Monster lives in Cutesville, where he feels his googly eyes make him unlovable, especially compared to all the “cute, fluffy” kittens, puppies and bunnies. He goes off to find someone who will appreciate him just the way he is…with funny and heartwarming results.

A red, scraggly, pointy-eared, arm-dragging monster with a pronounced underbite clutches his monster doll to one side of his chest, exposing a purplish blue heart on the other. His oversized eyes express his loneliness. Bright could not have created a more sympathetic and adorable character. But she further impresses with the telling of this poor chap’s journey. Since Monster is not the “moping-around sort,” he strikes out on his own to find someone who will love him. “He look[s] high” from on top of a hill, and “he look[s] low” at the bottom of the same hill.
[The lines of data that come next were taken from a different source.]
Issue #34015, opened 2021-08-06
[2.6] Cluster stuck waiting for cluster-agent on docker install rancher behind ngrok


kinarashah:
Steps to reproduce:
- Run docker rancher container behind ngrok. (master-head or v2.6-head) 
- Add a RKE2 cluster. 
- Kube components come up and are running, but cluster is in "Waiting for cluster-agent" 
- Error from rancher logs: 
```
2021/08/06 17:01:41 [INFO] Failed to find providerID for selector rke.cattle.io/machine=64ff49b3-6cbe-4dce-8c3e-9ff0a4ff5d41 in cluster fleet-default/kinara-do-node, machine kinara-do-node-pool1-547ff8b89c-wfsf2: Get "https://ff073ca2ccf1.ngrok.io/k8s/clusters/c-m-585de23a/api/v1/nodes?labelSelector=rke.cattle.io%!F(MISSING)machine%!D(MISSING)64ff49b3-6cbe-4dce-8c3e-9ff0a4ff5d41": x509: certificate signed by unknown authority
```

Refer to https://github.com/rancher/rancher/issues/33878#issuecomment-893603177 for the root cause.

claudioser:
I can reproduce error  trying to provision on AWS with rancher 2.6 install on Azure  RKE1 Cluster

Oats87:
> I can reproduce error trying to provision RKE2 on AWS with Rancher 2.6 install on Azure RKE1 Cluster - build version - rancherImageTag=master-c58f95221d76c6e6a32c89426b300f8afd2ab69a-head
> 
> extract of log:
> 
> ```
> 2021/08/13 10:05:18 [INFO] Failed to find providerID for selector rke.cattle.io/machine=aa6d7bc3-0ae3-4936-acab-7a003311e6d4 in cluster fleet-default/rke2awscentral, machine rke2awscentral-po │
> │ ol1-8c64fd78b-hsfcd: {"Code":{"Code":"Forbidden","Status":403},"Message":"clusters.management.cattle.io \"c-m-1db6b728\" is forbidden: User \"u-pm63ybmili\" cannot get resource \"clusters\" i │
> │ n API group \"management.cattle.io\" at the cluster scope","Cause":null,"FieldName":""} (get nodes)
> ```

The 403 is a transient error that will eventually stop being reported once RBAC is reconciled.

aiyengar2:
Available to test in Rancher 2.6.0-rc3.

#### Steps to reproduce
[...]

PR #34211, opened 2021-08-12
Create rancher service for internal communication to prevent loopback through load balancer

Oats87:
There are certain cases (when running Rancher in a docker container) where we do not want Rancher to attempt to connect via the exposing load balancer. This PR will create a "rancher" service in cattle-system and use that if running an embedded K3s. 

https://github.com/rancher/rancher/issues/34015


brandond (dismissed):

nickgerace (dismissed):

nickgerace:
Assigned committer @kinarashah. Need a committer review before merging

nickgerace (approved):

kinarashah (approved):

The page turn reveals a rolling (and labeled) tumbleweed on a flat stretch. Here “he look[s] middle-ish.” Careful pacing combines with dramatic design and the deadpan text to make this sad search a very funny one. When it gets dark and scary, he decides to head back home. A bus’s headlights shine on his bent figure. All seems hopeless—until the next page surprises, with a smiling, orange monster with long eyelashes and a pink heart on her chest depicted at the wheel. And “in the blink of a googly eye / everything change[s].”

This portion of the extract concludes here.